Peters spontane Geheimtipps sind das Pallaswiesen- und Mornewegviertel, die Schepp-Allee mit windschiefen Bäumen im Verlegerviertel, die Lincoln-Wall mit ihrer Graffiti-Streetart oder die Wenckstraße im Martinsviertel, in der er am liebsten wohnen wollen würde. Bei seinem Fotoprojekt sei für Peter allerdings kein Viertel besonders herausgestochen. „Es gibt überall etwas zu entdecken“, sagt der 54-Jährige, der sich offene Innenhöfe anschaut, durch Weinflaschen hindurch fotografiert, Spiegelungen in Fenstern wahrnimmt oder eine Nahaufnahme von Farbschichten eines Graffitis aufnimmt.

„Die Schönheit Darmstadts liegt im Versteckten.“ Die verschiedenen architektonischen Bauwerke sind für Peter stellvertretend für bestimmte historische Abschnitte und deren Bauweisen, wie beispielsweise das Luisencenter aus den 1970er-Jahren, das Peters Meinung nach auf seine eigene Art schön sei. „Es liegt eine Schönheit in Sachen, die vordergründig hässlich sind”, denn gerade diese würden laut Peter oft eine Geschichte erzählen.

Ende und Anfang

Wie fühlt es sich an, so ein Langzeitprojekt gehen zu lassen? „Es ist nicht so, dass ich das Projekt beende und in ein Loch falle. Sondern jetzt kann ich etwas damit machen. Das ist ein gutes Gefühl, zu wissen, dass ich jetzt weitermachen kann“, sagt der Hobbyfotograf. Peter möchte zu einem „Galerie und Get-Together“ der „Kunstzentrale Darmstadt“ gehen und direkt mit ein paar Fotos seines Projektes werben. Eine Wanderausstellung, ein Memory, ein Buch – viele Ideen sprudeln nun in seinem Kopf.

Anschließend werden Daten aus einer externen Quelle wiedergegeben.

PR #2080, opened 2024-06-01
Small improvements to `ColorPicker` examples and stories

rohan-kadkol:
## Changes

Based on https://github.com/iTwin/iTwinUI/pull/2009#discussion_r1580160704, this PR:
* Adds a `Popover` in the `ColorPicker.main` example.
  * Didn't do the same in the `ColorPicker.advanced` example since not having a Popover seemed intentional in this case (there is a `ColorPicker.advancedPopover` example that shows mostly the same example, but with a `Popover`).
* Uses the `Popover`'s `onVisibleChange` instead of toggling the open state using the `IconButton`'s `onClick` in the `ColorPicker.main` example.
* Removes the unnecessary `margin: 0` on the `ColorSwatch` in some of the stories.

## Testing

Confirmed that the result of the changes in the examples and stories look and work correctly.

## Docs

N/A

### DIFF
--- a/examples/ColorPicker.main.jsx
+++ b/examples/ColorPicker.main.jsx
@@ -8,6 +8,9 @@ import {
   ColorInputPanel,
   ColorPicker,
   ColorValue,
+  IconButton,
+  ColorSwatch,
+  Popover,
 } from '@itwin/itwinui-react';
 
 export default () => {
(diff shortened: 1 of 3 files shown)


examples/ColorPicker.main.jsx
```diff
@@ -20,9 +23,20 @@ export default () => {
...
+        <ColorPicker
+          selectedColor={activeColor}
+          onChangeComplete={onColorChanged}
+        >
+          <ColorBuilder />
+          <ColorInputPanel defaultColorFormat={'hsl'} />
+        </ColorPicker>
+      }
+    >
+      <IconButton>
```
Ben-Pusey-Bentley, line 37: This `IconButton` should have a label, like the on in the advanced popover example. The example doesn't meet accessibility requirements without it.

mayank99 (approved):

Ben-Pusey-Bentley (approved):

PR #2083, opened 2024-06-03
Improved `Button`'s and `IconButton`'s `loading` state

r100-stack:
## Changes

Addition to #2058.

Some issues I noticed:
* `IconButton` accepts the `loading` prop but does nothing with it
  * Fixed by: removing the `loading` prop from `IconButton`'s types. Actual functionality of `loading` in `IconButton` can be brought later (https://github.com/iTwin/iTwinUI/pull/2083#discussion_r1626326297).
* When `loading={true}`, only the `.iui-button-label` was getting hidden. The `startIcon` and `endIcon` were not getting hidden.
  * Fixed by: Updating the button CSS styles for `data-iui-loading` to hide *all* children of the loading button, except `.iui-button-spinner`.

## Testing

* Created testing playground ([before this PR](https://stackblitz.com/edit/github-amgyvy?file=src%2FApp.tsx), [after this PR](https://gist.github.com/r100-stack/49d43b3900bd3ecbc1b39b30fa300030))

|`loading={false}`|`loading={true}` in versions before this PR|`loading={true}` in this PR|
|-|-|-|
|image|image|image|

* Added/Edited unit tests to confirm:
  * `loading` and `size` props work in `Button`
  * `size` prop works in `IconButton`
* Added a visual test of `Button` with `loading` and `startIcon` by updating the `Button → Loading` story to use a `startIcon`.

## Docs

Added changesets

### DIFF
--- a/.changeset/nasty-seals-fry.md
+++ b/.changeset/nasty-seals-fry.md
@@ -2,4 +2,4 @@
 '@itwin/itwinui-css': patch
 ---
 
-Fixed a visual bug where elements like `iui-button-icon` inside the `iui-button` where not hidden when the button was in a loading state. Now, `data-iui-loading="true"` on `iui-button` hides *all* its children except `iui-button-spinner`.
+Fixed a visual bug where elements like `iui-button-icon` inside the `iui-button` were not hidden when the button was in a loading state. Now, `data-iui-loading="true"` on `iui-button` hides *all* its children except `iui-button-spinner`.
--- a/.changeset/silver-jokes-nail.md
+++ b/.changeset/silver-jokes-nail.md
@@ -2,4 +2,4 @@
 '@itwin/itwinui-react': patch
 ---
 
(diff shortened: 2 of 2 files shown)


Ben-Pusey-Bentley (approved):

packages/itwinui-react/src/utils/components/ButtonBase.tsx
mayank99, line 1: I don't think this prop should be added to `ButtonBase`. It's only designed to be used in `Button`.

`ButtonBase` is a lower-level primitive that should not bring any visuals with it.

mayank99: I'd suggest reverting all changes except the small CSS fix.

mayank99: Can we leave `IconButton` out of this PR? It's unrelated to the bug fix and I don't think it's even necessary (we can revisit in the future if someone requests it).

mayank99 (approved):

PR #2088, opened 2024-06-04
`.iui-field` handles icon fill

FlyersPh9:
## Changes

- Add 3 `.iui-field` variables:
  - `--_iui-field-color-icon`
  - `--_iui-field-color-icon-hover`
  - `--_iui-field-color-icon-disabled`
- Colors inherited in button and select.

## Testing

- Ran visual tests.

## Docs

n/a


packages/itwinui-css/src/select/select.scss
```diff
@@ -35,7 +35,7 @@
   }
 
   &:where([disabled], :disabled, [aria-disabled='true'], [data-iui-disabled='true']) {
-    --_iui-list-item-icon-fill: var(--iui-color-icon-disabled);
+    --_iui-list-item-icon-fill: var(--_iui-field-color-icon-disabled);
```
FlyersPh9, line 38: It's weird that we are setting disabled fill color, but not setting default / hover state fill color within `select.scss`.

Ben-Pusey-Bentley (commented):
I am a bit confused about the purpose of this PR. The conversation that this PR is in response to seems to be about adding the icon fill logic into the field file, but this PR only adds a few variables to that file, and leaves all of the logic setting icon fill in the button and select files. Is this what we want?

mayank99 (commented):
Adding to @Ben-Pusey-Bentley's comment, this PR looks half-baked. `iui-field` needs to handle the actual icon fill, most importantly the fact that it changes between default, `:hover`, and `disabled` states.

packages/itwinui-css/src/select/select.scss
Ben-Pusey-Bentley: It seems like some of the icon fill logic is currently being handled by this [menu mixin](https://github.com/iTwin/iTwinUI/blob/dac60976090fb86069bb0a4807a0ecd0a550e1fa/packages/itwinui-css/src/menu/mixins.scss#L181-L189). Should probably also move this logic into field as well.

FlyersPh9:
> `iui-field` needs to handle the actual icon fill

Would it be acceptable to add an `.iui-field-icon` class?  Button uses `.iui-button-icon` and Select uses `.iui-icon`, I think we'll need a shared class to apply the fill correctly.

mayank99:
> Would it be acceptable to add an `.iui-field-icon` class?

@FlyersPh9 I don't like the idea of a `iui-field-icon` class. We already have too many icon classes that need to be consolidated before we add another one.

For this PR, it might be simpler to set the `fill` in `iui-field` and inherit it wherever it needs to be used. This way, we get to keep the markup unchanged.

```scss
.iui-field {
  // …
  fill: var(--_iui-field-state--default, var(--_iui-field-color-icon))
    var(--_iui-field-state--hover, var(--_iui-field-color-icon-hover))
    var(--_iui-field-state--disabled, var(--_iui-field-color-icon-disabled));
}
```
```scss
.iui-button-icon svg {
  fill: inherit;
}
```

packages/itwinui-css/src/tile/tile.scss
```diff
@@ -353,19 +352,24 @@ $thumbnail-selector: ':is(.iui-thumbnail-icon, .iui-tile-thumbnail-picture)';
...
-    &[data-iui-active='true']:enabled,
-    &[data-iui-active='true']:enabled:hover,
-    &[data-iui-active='true']:active {
-      background-color: rgba(0, 0, 0, var(--iui-opacity-4));
+      &:hover,
+      &[data-iui-active='true']:enabled,
+      &[data-iui-active='true']:enabled:hover,
+      &[data-iui-active='true']:active {
+        background-color: rgba(0, 0, 0, var(--iui-opacity-4));
+      }
```
FlyersPh9, line 372: Tile was failing React tests.  Looked into it and our CSS demo's HTML structure was not matching React's.

**React:**
```html
<div class='iui-tile-thumbnail-quick-action'>
  <button class="iui-button iui-button-base iui-field">…</button>
</div>
```

**CSS:**
```html
<button class="iui-button iui-button-base iui-field iui-tile-thumbnail-quick-action">…</button>
```

Made the changes in CSS demos to match React & had to update the CSS to work properly.  The hover state of the buttons overlaying the thumbnail aren't even working properly in prod right now: https://itwin.github.io/iTwinUI/react/?mode=preview&story=tile--all-props

FlyersPh9:
> For this PR, it might be simpler to set the `fill` in `iui-field` and inherit it wherever it needs to be used. This way, we get to keep the markup unchanged.

This is done.  @mayank99 & @Ben-Pusey-Bentley, I think this could use another review now.

packages/itwinui-css/src/button/base.scss
```diff
@@ -73,8 +66,7 @@ $disabledButtonSelectors: '[disabled], :disabled, [aria-disabled="true"], [data-
   }
 
   &:is(#{$disabledButtonSelectors}) {
-    --_iui-button-active-stripe-background: var(--iui-color-icon-disabled);
-    --_iui-button-icon-fill: var(--iui-color-icon-disabled);
+    --_iui-button-active-stripe-background: var(--_iui-field-color-icon-disabled);
```
mayank99, line 69: Undo this one, it's unrelated to field

packages/itwinui-css/src/tile/tile.scss
```diff
@@ -353,19 +352,24 @@ $thumbnail-selector: ':is(.iui-thumbnail-icon, .iui-tile-thumbnail-picture)';
     justify-self: end;
   }
 
-  .iui-tile-thumbnail-picture ~ & {
-    @include mixins.iui-blur($opacity: 5);
-    --_iui-button-icon-fill: var(--iui-color-white);
+  .iui-button[data-iui-variant='borderless'] {
```
mayank99, line 355: It might be better to create a new class for this instead of referencing iui-button selectors here.

mayank99: Also this needs a changeset.

FlyersPh9: > It might be better to create a new class for this instead of referencing iui-button selectors here.

@r100-stack said the user can place anything in this slot.  So we would need the user to pass this new class for it to work correctly, no?

mayank99: Technically yes, the user can place anything, but it's mainly designed to work with `Tile.IconButton`, where we can add this class automatically.

Ben-Pusey-Bentley (commented):
Looking at your CI output, it looks like the changes that you have made to the CSS tile have also introduced some minor visual changes. It seems to be something with the border of the icon buttons. May want to tweak the CSS tile some more to avoid these visual changes, or you may want to approve some new test images, if you feel that the visual change is fine to keep. Diff: 
image

packages/itwinui-css/src/tile/tile.scss
mayank99: If you mean like `> *`, yes that would work for most cases, but not for this:

```jsx
<Tile.QuickAction>
  <div>
    <Tile.IconButton>…</Tile.IconButton>
  </div>
</Tile.QuickAction>
```

It could also have unintended consequences for this scenario (probably rare):

```jsx
<Tile.QuickAction>
  <Tile.IconButton>…</Tile.IconButton>
  <div>…</div>
</Tile.QuickAction>
```

I think it makes sense to have a dedicated class for `Tile.IconButton`, since it has its own distinct look and feel. `Tile.QuickAction` and `Tile.TypeIndicator` should only handle positioning.

One thing to consider, however, is that this could be a potential breaking change. Maybe that's ok? We already require users to [change their usage](https://github.com/iTwin/iTwinUI/wiki/iTwinUI-react-v3-migration-guide#tile) going from v2→v3.

packages/itwinui-css/src/select/select.scss
```diff
@@ -35,13 +35,17 @@
...
 
-  .iui-icon svg {
-    @include menu.iui-menu-icon;
+  .iui-icon {
+    flex: 0 0 auto;
+
+    svg {
+      @include mixins.iui-icon-style('m');
+      fill: inherit;
+    }
```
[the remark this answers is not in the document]
mayank99: It's because this is using `fill: inherit`.

packages/itwinui-css/src/button/base.scss
FlyersPh9: Reverted.

packages/itwinui-css/src/tile/tile.scss
FlyersPh9: Ahh, I see.  I've added a new `.iui-tile-thumbnail-button` and updated both the CSS demos and React.

packages/itwinui-css/src/select/select.scss
FlyersPh9: Removed the menu mixin.

packages/itwinui-css/src/tile/tile.scss
FlyersPh9: I added this to the changesets.  Unsure if this warrants a major or not.

packages/itwinui-css/src/tile/tile.scss
```diff
@@ -353,19 +352,24 @@ $thumbnail-selector: ':is(.iui-thumbnail-icon, .iui-tile-thumbnail-picture)';
     justify-self: end;
   }
 
-  .iui-tile-thumbnail-picture ~ & {
-    @include mixins.iui-blur($opacity: 5);
-    --_iui-button-icon-fill: var(--iui-color-white);
+  .iui-tile-thumbnail-button {
+    border-radius: 50%;
```
FlyersPh9, line 356:
```suggestion
    border-radius: var(--iui-border-radius-round);
```

Feel like this should be changed, but will likely effect visuals tests.  If we like this change, I'll make it right at the end to keep image test changes until the last push.

packages/itwinui-css/src/tile/tile.scss
mayank99: Should we move the Tile changes into a separate PR? I think it warrants additional discussion.

FlyersPh9: Ok, working on that when I get back to my desk tonight.

FlyersPh9: Moved tile content into #2101.  Images are failing now on this PR, I didn't feel comfortable approving test images knowing they are incorrect, unsure how to proceed without making some sort of change within tile.

mayank99: This PR should preferably have the minimum changes necessary for making the images match the `main` branch. Is it possible to do that without large changes in `tile.scss`?

FlyersPh9: https://github.com/iTwin/iTwinUI/pull/2088/commits/73cb4ed3c00fc2d41c3149c4a756a9706ab14c73 seems to get the job done for now.

mayank99 (approved):
LGTM

apps/react-workshop/cypress-visual-screenshots/baseline/Tile.test.ts-All Props.png
Ben-Pusey-Bentley, line 1: Are there any visual changes that this screenshot is being updated for? If not, it would be nice to overwrite this with the screenshot file from the main branch so that it doesn't appear in the diff for not reason.

FlyersPh9: I tried downloading the source image from GitHub and replacing it in a push but it still showed as changed.  @r100-stack showed me a way to restore the original image using GitLense, hopefully images will be passing after https://github.com/iTwin/iTwinUI/pull/2088/commits/25ff29a6663d69b31b6f1734b96033a0c25fbfdf

Ben-Pusey-Bentley (approved):

.changeset/small-otters-itch.md
```diff
@@ -0,0 +1,5 @@
+---
+'@itwin/itwinui-css': minor
+---
+
+- `.iui-field` handles icon fill, used within button and select.
```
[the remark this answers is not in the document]
FlyersPh9: Fixed.

PR #2092, opened 2024-06-06
Adds tanstack virtualization to `Table` Component

Ben-Pusey-Bentley:
## Changes

Updates `Table` component to use tanstack virtualization instead of the old virtualization implementation. This PR is a part of the larger process of removing the old virtualization implementation from iTwinUI entirely. Removes references in the `Table` component to the `VirtualScroll` component, which will be removed from the entirely in the [`Tree`](https://github.com/iTwin/iTwinUI/pull/2091) PR. This property is optional to avoid having to make changes to the `ComboBox` and `Tree` components in this PR that would just be undone by the PRs for those components anyways. Also wraps the `ShadowRoot` on the column headers in a fragment to resolve the react key warnings.

After PR TODOs

- [ ] Fix `border-radius` for the top left and right corners of `Table`. [discussion](https://github.com/iTwin/iTwinUI/pull/2092#discussion_r1664229041)
- [ ] Investigate adding `contain: strict` to the outer most container `<div>` on virtualized components to improve performance. [discussion](https://github.com/iTwin/iTwinUI/pull/2092#discussion_r1658842656)
- [ ] Memoize column resizing ref function to fix layout thrashing [discussion](https://github.com/iTwin/iTwinUI/pull/2092#discussion_r1672615254)

## Testing

Updated some virtual scroll unit tests, and replaced others with `Table` e2e tests. Confirmed that all other tests pass.

## Docs

Added changeset.


mayank99 (commented):
Can you [stack](https://timothya.com/blog/git-stack/) the three PRs to make them easier to review?

Ben-Pusey-Bentley:
> Can you [stack](https://timothya.com/blog/git-stack/) the three PRs to make them [easier to review](https://benjamincongdon.me/blog/2022/07/17/In-Praise-of-Stacked-PRs/)?

I've rebased the PRs so that main <- ComboBox PR <- Table PR <- Tree PR.  Should I also merge the new bases into the Table and Tree PRs?

mayank99:
> Should I also merge the new bases into the Table and Tree PRs?

Yeah, all three branches need to be up-to-date. Currently this branch is 30 commits behind its base.

packages/itwinui-react/src/utils/components/VirtualScroll.tsx
mayank99, line 1: I'm not sure I understand the way you've implemented this PR. In `ComboBox` and `Tree` you're using `useVirtualizer` directly in the component. Why not do the same in `Table`?

The `VirtualScroll` component and the old hook `useVirtualization` hook could be removed completely in the end.

Ben-Pusey-Bentley: I implemented it this way to maintain the `VirtualScroll` component, since the tanstack package doesn't provide a component for wrapping the virtualization, just the `useVirtualizer` hook. The idea was to have the `VirtualScroll` component remain identical, while replacing the old `useVirtualization` with `useVirtualizer`. Reconsidering this though, it doesn't make  a lot of sense to maintain a util component that will only be used by one of our components. The `VirtualScroll` component can be removed in this PR, but because of how the stack is ordered, the `Tree` PR would have to be the one to remove the `useVirtualization` hook. Is that fine? Should I try to reorder the stack so that both parts can be removed in this PR?

mayank99: No need to reorder the stack. In this PR you can simply change `Table` to *not* rely on `VirtualScroll` and leave the utils touched. You can then remove all dead code in the final PR in the stack (whether that's the `Tree` PR or a separate fourth PR).

**Note**: I'm not necessarily against having abstractions, even if it's only used in one place. But there needs to be a good reason to do so. Using the custom `VirtualScroll` component just seemed odd to me, since the other two PRs were directly consuming tanstack-virtual.

Ben-Pusey-Bentley: Removed `VirtualScroll` from the `Table` component in this [commit](https://github.com/iTwin/iTwinUI/pull/2092/commits/b21e592496579cafbc9044cab0e68a7d229bbfbf), and replaced the last remaining `VirtualScroll` unit test with a `Table` e2e test in this [commit](https://github.com/iTwin/iTwinUI/pull/2092/commits/dcbe24243419651bb43d3b57190cda4e01ffcc4c). Also made a commit to the `Tree` PR to remove the dead code [here](https://github.com/iTwin/iTwinUI/pull/2091/commits/00ddeb87cda3633182ba048c6d4a4e33ef4be96f).

packages/itwinui-react/src/core/Table/Table.tsx
```diff
@@ -816,8 +823,41 @@ export const Table = <
     }
   });
 
+  const virtualizer = useVirtualizer({
+    count: page.length,
+    getScrollElement: () => tableElement ?? null,
+    estimateSize: () => 62, //Set to 62px since that is the default height of a table row.
```
mayank99, line 829: this estimate should probably differ based on the `density` prop

packages/itwinui-react/src/core/Table/Table.tsx
```diff
@@ -816,8 +823,41 @@ export const Table = <
...
+    style: {
+      minBlockSize: virtualizer.getTotalSize(),
+      minInlineSize: '100%',
+      ...style,
+    },
+    ...rest,
+  } as React.HTMLAttributes<HTMLElement>;
+
+  const innerProps = {
+    style: { willChange: 'transform' },
```
mayank99, line 844: I believe the `<div {...innerProps}>` is no longer needed anywhere. The new virtualizer only requires a single wrapping div instead of two.

packages/itwinui-react/src/core/Table/Table.tsx
```diff
@@ -903,6 +949,9 @@ export const Table = <
         ref={useMergedRefs(tableRef, (element) => {
           ownerDocument.current = element?.ownerDocument;
           resizeRef(element);
+          if (enableVirtualization) {
+            setTableElement(element);
```
mayank99, line 953: nit: this does not need to be guarded under `if`. It can be passed directly into `useMergedRefs`

```jsx
ref={useMergedRefs(tableRef, setTableElement, (element) => {
```

packages/itwinui-react/src/core/Table/Table.tsx
```diff
@@ -1114,11 +1163,19 @@ export const Table = <
           {data.length !== 0 && (
             <>
               {enableVirtualization ? (
-                <VirtualScroll
-                  itemsLength={page.length}
-                  itemRenderer={virtualizedItemRenderer}
-                  scrollToIndex={scrollToIndex}
-                />
+                <div {...outerProps}>
```
mayank99, line 1166: I'm thinking we should move this outer wrapper div into a `<ShadowRoot>` (attached to the table-body), so that it stays "hidden" from the light DOM.

packages/itwinui-react/src/utils/components/VirtualScroll.tsx
Ben-Pusey-Bentley: Added an abstraction in the `ComboBox` PR [here](https://github.com/iTwin/iTwinUI/blob/a75174f637f7fa73ec833440900695320c08276b/packages/itwinui-react/src/utils/hooks/useVirtualScroll.ts#L16). This `useVirtualScroll` hook handles setting up the `useLayoutEffect` for scrolling to a provided index and initializing the virtualizer with some given parameters. Started using it for `Table` with this [commit](https://github.com/iTwin/iTwinUI/pull/2092/commits/507a69420bea6908e9c2555928febf5057e50be7).

packages/itwinui-react/src/core/Table/Table.tsx
Ben-Pusey-Bentley: Updated the estimate to vary on the `density` prop in this [commit](https://github.com/iTwin/iTwinUI/pull/2092/commits/0650ccddd1ec8800db5b6107ddcfd923ffe37095).

packages/itwinui-react/src/core/Table/Table.tsx
Ben-Pusey-Bentley: Removed the `innerProps` object and `<div>` element in this [commit](https://github.com/iTwin/iTwinUI/pull/2092/commits/105098f1819da3cfb8b47a090754d51ccf22bf51). For the `Tree` component, the `innerProps` are going on an `<ul>` inside of the outer `<div>` component. On top of that, trying to put the styles from the `innerProps` onto this outer `<div>` causes the entire tree to take the height of the `virtualizer.getTotalSize()` value, which defeats the point of the virtualization. Is it fine to leave the `Tree` component with its `innerProps` for now?

packages/itwinui-react/src/core/Table/Table.tsx
Ben-Pusey-Bentley: I have the function being passed directly into `useMergedRefs` in the latest commit, but this change is causing some maximum update depth exceeded errors in the `Table` unit tests.
image
Any ideas on how to work around this without guarding the `setTableElement` function? Should I try to replace these unit tests with e2e tests?

mayank99: These errors are a red herring and usually indicative of a larger problem somewhere else. You should try to reproduce this issue in a playground and spend some time debugging it.

packages/itwinui-react/src/core/Table/Table.tsx
mayank99: I'm not sure I understand the problem. Didn't we talk about not having an outer `<div>` in `Tree`? Can you share the code you're trying to use that's causing the problem?

packages/itwinui-react/src/core/Table/Table.tsx
Ben-Pusey-Bentley: Added `<ShadowRoot>` in this [commit](https://github.com/iTwin/iTwinUI/pull/2092/commits/b6afd1397941969e87f9f3911001c6c2e32e842e).

packages/itwinui-react/src/core/Table/Table.tsx
Ben-Pusey-Bentley: There was the outer `<div>` in the react workshop example that was outside of the `Tree` element itself, which is what made the recursive search for a scrollable parent necessary. That was removed, but there is another outer `<div>` inside of the `Tree` component that is now acting as the scrollable parent for the virtualization. Putting the full size on the scrollable parent breaks the virtualization, since the virtualizer tries to load all of the items at the same time. This isn't an issue for the `Table` and `ComboBox` component, since they have higher level scrollable elements that the scroll ref can point to instead. `Tree` doesn't have an element like that, though, so it has to wrap the `TreeElement` in a `<div>` that is scrollable. There can't be an inner `<div>` with the height while the `TreeElement` is the scrollable element because the `TreeNode` elements are `<li>` elements at their top level. Therefore, it seems like the `innerProps` and `outerProps` structure is still needed on `Tree`, unless I am completely missing something. Broken code that loads in every element at once:

```jsx
 const outerProps = {
      className: className,
      style: {
        minInlineSize: '100%',
        overflow: 'auto',
        minBlockSize: virtualizer.getTotalSize(),
        willChange: 'transform',
        ...style,
      },
    } as React.HTMLAttributes<HTMLElement>;

    const innerProps = {
      style: {},
    } as React.HTMLAttributes<HTMLElement>;

    return (
      <Box {...outerProps} ref={parentRef}>
        <TreeElement {...innerProps} {...rest} ref={ref}>
          {virtualizer
            .getVirtualItems()
            .map((virtualItem) =>
              itemRenderer(virtualItem.index, virtualItem, virtualizer),
            )}
        </TreeElement>
      </Box>
    );
```

packages/itwinui-react/src/core/Table/Table.tsx
mayank99: This doesn't do anything, because your wrapper div is not inside the shadow root.

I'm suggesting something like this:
PR #2120, opened 2024-06-27
Fix `ComboBox` options' tag flicking

### LINKED ISSUE #2112: ComboBox: Selected options jittering

When `multiple` property is set to true and more options are selected than can fit inside the `ComboBox` input component, occasionally the selected options will start jittering by switching back and forth between displaying `n` and `n+1` options. 

The issue only happens under some sizes of the `ComboBox` and does not always replicate with the same settings on different machines or browsers. Seems like it occurs when the available space is almost enough to fit another tag in.

### Expected Behavior

Displayed selected option amount does not rapidly change.

### Link to minimal repro

https://stackblitz.com/edit/github-sfphuz-laltrk?file=src%2FApp.tsx

### Steps To Reproduce

1. Open sandbox.
2. You should see the selected options rapidly changing for some of the `ComboBox` components.
3. Toggling repeatedly between light / dark theme sometimes fixes / creates this issue.

### Anything else?

_No response_

r100-stack:
## Changes

Fixes #2112. As mentioned in https://github.com/iTwin/iTwinUI/issues/2112#issuecomment-2191857965, I believe the flickering is because of an infinite loop:

> `visibleCount` from our `useOverflow` internal hook changes on each resize of `iui-select-tag-container` and each resize changes the `visibleCount`.

I think this is because our `useOverflow` hook makes the assumption that all items are around the same size and thus we can take an *average*:

https://github.com/iTwin/iTwinUI/blob/4f431e59614ce50af39fc502765159efc7dd0b19/packages/itwinui-react/src/utils/hooks/useOverflow.tsx#L79

While this may work for cases like the TablePaginator, it doesn't seem to work for the ComboBox case where tags could have different widths.

This PR refactors `useOverflow` with a new algorithm that now takes the *actual* widths/heights into consideration.

<details><summary>New algorithm for useOverflow</summary>
<p>

Logic:
- Have a guess range for `visibleCount`. e.g. `[0, 32]` (32 is an arbitrary choice).
- Keep doubling the max guess until the container overflows.
  i.e. the max guess should always be `≥` the correct `visibleCount`.
  - With each such doubling, the new min guess is the current max guess (since underflow = we guessed low).
- Set `visibleCount` to the `maxGuess`.
- Repeat the following by calling `guessVisibleCount()` (keep re-rendering but not painting):
  - Each time the container overflows, new max guess is the average of the two guesses.
  - Each time the container does not overflow, new min guess is the average of the two guesses.
- Stop when the average of the two guesses is the min guess itself. i.e. no more averaging possible.
- The min guess is then the correct `visibleCount`.

Why this works:
* This approach takes the *real* widths/heights into account. So, the previous flickering is no longer there.
* Even if there are 10k items (for example), the maximum number of items we render starts from 32 and keeps doubling until we reach the first overflow. After the first overflow, the number of items we render always goes down. So, performance is not affected because we don't render any more items than needed. 
* Since this approach involves halving the guess in each render, I believe this approach is of the order of `log(n)`.

</p>
</details> 

While working on `useOverflow`, it seemed hard to get it to work by using `ref`s and also not knowing the children. So, this PR creates a new private component called `OverflowContainer` that calls `useOverflow` internally. `useOverflow` is this now no longer used by any other component.

OverflowContainer:
* We just pass it the `children`, `overflowTag` and `overflowTagPlacement` (e.g. overflow from start or end). It automatically places the `overflowTag` at the `overflowTagPlacement`.
* For custom cases (e.g. where overflow doesn't happen exactly in the start or end), a function could be passed (`(visibleCount) => React.ReactNode`) as the child of `OverflowContainer`. Now what to render based be customized based on the visibleCount. `itemLength` is required in this case.

---

I also tested that this bug does not regress some related prior bug fixes. Examples:
* [x] https://github.com/iTwin/iTwinUI/issues/1633#issuecomment-1839132399: Added an e2e test in `Select` and `ComboBox` for this case.

## Testing

* Since `useOverflow` now renders multiple times, having unit tests to mock rendered sizes is now unreasonable. So, I replaced all failing unit tests related to `useOverflow` with e2e tests.

<details>

Before:

https://github.com/iTwin/iTwinUI/assets/45748283/4d254f5b-f51c-45d5-8250-36b23c8cc7b0

After:

https://github.com/iTwin/iTwinUI/assets/45748283/2b50e71c-9950-4f0a-a43d-0ec0e5b0a1e7

</details>

## Docs

* Added JSDocs for the new algorithm, components, hooks, etc. to better explain this new algorithm.
* Added changesets.


mayank99 (commented):
Is it possible to split this into multiple [stacked](https://www.stacking.dev/) PRs? It's extremely difficult to understand/review it right now (unless you're looking for a quick LGTM)

packages/itwinui-react/src/utils/components/OverflowContainer.tsx
```diff
@@ -0,0 +1,363 @@
...
+        setVisibleCount(doubleOfMaxGuess);
+
+        return;
+      }
+
+      let newVisibleCountGuessRange = visibleCountGuessRange;
+
+      if (isOverflowing) {
+        // overflowing = we guessed too high. So, new max guess = half the current guess
+        newVisibleCountGuessRange = [visibleCountGuessRange[0], visibleCount];
```
Ben-Pusey-Bentley, line 295: I don't think that I understand how this part of the algorithm works. This is apparently halving the `visibleCountGuesssRange`, but I don't know how `visibleCount` is half of the max for the guess range. I must be missing something, since I am able to test the overflow container out with the deploy preview and see that it is working.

Zurück in seinem Treppenhaus angekommen, fühlt sich Peter trotzdem etwas wehmütig, dass das viereinhalb Jahre alte Projekt nun zu Ende geht. In seiner Gästetoilette hängen statt eines Spiegels viele kleine quadratische Bilder seines „Fotospaziergänge durch Darmstädter Bezirke“-Projekts an der Wand. Darmstadt in kleinen Foto-Quadraten: „Erst in seiner Gesamtheit betrachtet wirken die Darmstadt-Aufnahmen so bunt und vielfältig“, sagt Peter und betrachtet dabei sein Werk.